▶ [ACTION ITEM] Return every record in full. Match each one exactly.

---- DATA UNDER STUDY

PR #3593, opened 2026-07-01
[BUG] AutoARIMA: never select differencing order above max_d

### LINKED ISSUE #3577: [BUG] AutoARIMA(max_d=0) can still select one order of differencing

kratos0718:
#### Reference Issues/PRs
Fixes #3577.

#### What does this implement/fix?

`AutoARIMA._fit` could select a non-seasonal differencing order greater than `max_d`. The loop condition was:

```python
    differenced_series = np.diff(differenced_series, n=1)
    self.d_ += 1
```

Because of `self.d_ <= self.max_d`, the loop could enter when `self.d_ == self.max_d`, apply one more difference, and set `self.d_ = self.max_d + 1`. For `max_d=0` this produced `d_ == 1`, i.e. differencing was applied even though the user disabled it.

Changed the condition to `self.d_ < self.max_d`, so a new difference is only applied while `d_` is strictly below the configured maximum. The fitted order now always satisfies `0 <= d_ <= max_d`.

#### Test

Added `test_autoarima_respects_max_d_zero`: `AutoARIMA(max_d=0).fit(np.arange(50.))` now yields `d_ == 0` (it returned `1` before this change).

### DIFF
--- a/aeon/forecasting/stats/_arima.py
+++ b/aeon/forecasting/stats/_arima.py
@@ -431,7 +431,7 @@ class AutoARIMA(BaseForecaster, IterativeForecastingMixin):
         series = np.array(y.squeeze(), dtype=np.float64)
         differenced_series = series.copy()
         self.d_ = 0
-        while not kpss_test(differenced_series)[1] and self.d_ <= self.max_d:
+        while not kpss_test(differenced_series)[1] and self.d_ < self.max_d:
             differenced_series = np.diff(differenced_series, n=1)
             self.d_ += 1
         include_constant = 1 if self.d_ == 0 else 0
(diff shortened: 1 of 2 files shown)


TonyBagnall (changes requested):
Thanks, this is the right fix for #3577 and the regression test is useful.

One small suggestion: it may be cleaner to write the loop as

while self.d_ < self.max_d and not kpss_test(differenced_series)[1]:

so that kpss_test is not called at all when max_d=0. it better reflects the meaning of max_d=0.

TonyBagnall:
hi, closing this as corrections were not made and an earlier contributor had solved the issue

--------

▶ [YOUR RESPONSE]
PR #3593, opened 2026-07-01
[BUG] AutoARIMA: never select differencing order above max_d

### LINKED ISSUE #3577: [BUG] AutoARIMA(max_d=0) can still select one order of differencing

kratos0718:
#### Reference Issues/PRs
Fixes #3577.

#### What does this implement/fix?

`AutoARIMA._fit` could select a non-seasonal differencing order greater than `max_d`. The loop condition was:

```python
    differenced_series = np.diff(differenced_series, n=1)
    self.d_ += 1
```

Because of `self.d_ <= self.max_d`, the loop could enter when `self.d_ == self.max_d`, apply one more difference, and set `self.d_ = self.max_d + 1`. For `max_d=0` this produced `d_ == 1`, i.e. differencing was applied even though the user disabled it.

Changed the condition to `self.d_ < self.max_d`, so a new difference is only applied while `d_` is strictly below the configured maximum. The fitted order now always satisfies `0 <= d_ <= max_d`.

#### Test

Added `test_autoarima_respects_max_d_zero`: `AutoARIMA(max_d=0).fit(np.arange(50.))` now yields `d_ == 0` (it returned `1` before this change).

### DIFF
--- a/aeon/forecasting/stats/_arima.py
+++ b/aeon/forecasting/stats/_arima.py
@@ -431,7 +431,7 @@ class AutoARIMA(BaseForecaster, IterativeForecastingMixin):
         series = np.array(y.squeeze(), dtype=np.float64)
         differenced_series = series.copy()
         self.d_ = 0
-        while not kpss_test(differenced_series)[1] and self.d_ <= self.max_d:
+        while not kpss_test(differenced_series)[1] and self.d_ < self.max_d:
             differenced_series = np.diff(differenced_series, n=1)
             self.d_ += 1
         include_constant = 1 if self.d_ == 0 else 0
(diff shortened: 1 of 2 files shown)


TonyBagnall (changes requested):
Thanks, this is the right fix for #3577 and the regression test is useful.

One small suggestion: it may be cleaner to write the loop as

while self.d_ < self.max_d and not kpss_test(differenced_series)[1]:

so that kpss_test is not called at all when max_d=0. it better reflects the meaning of max_d=0.

TonyBagnall:
hi, closing this as corrections were not made and an earlier contributor had solved the issue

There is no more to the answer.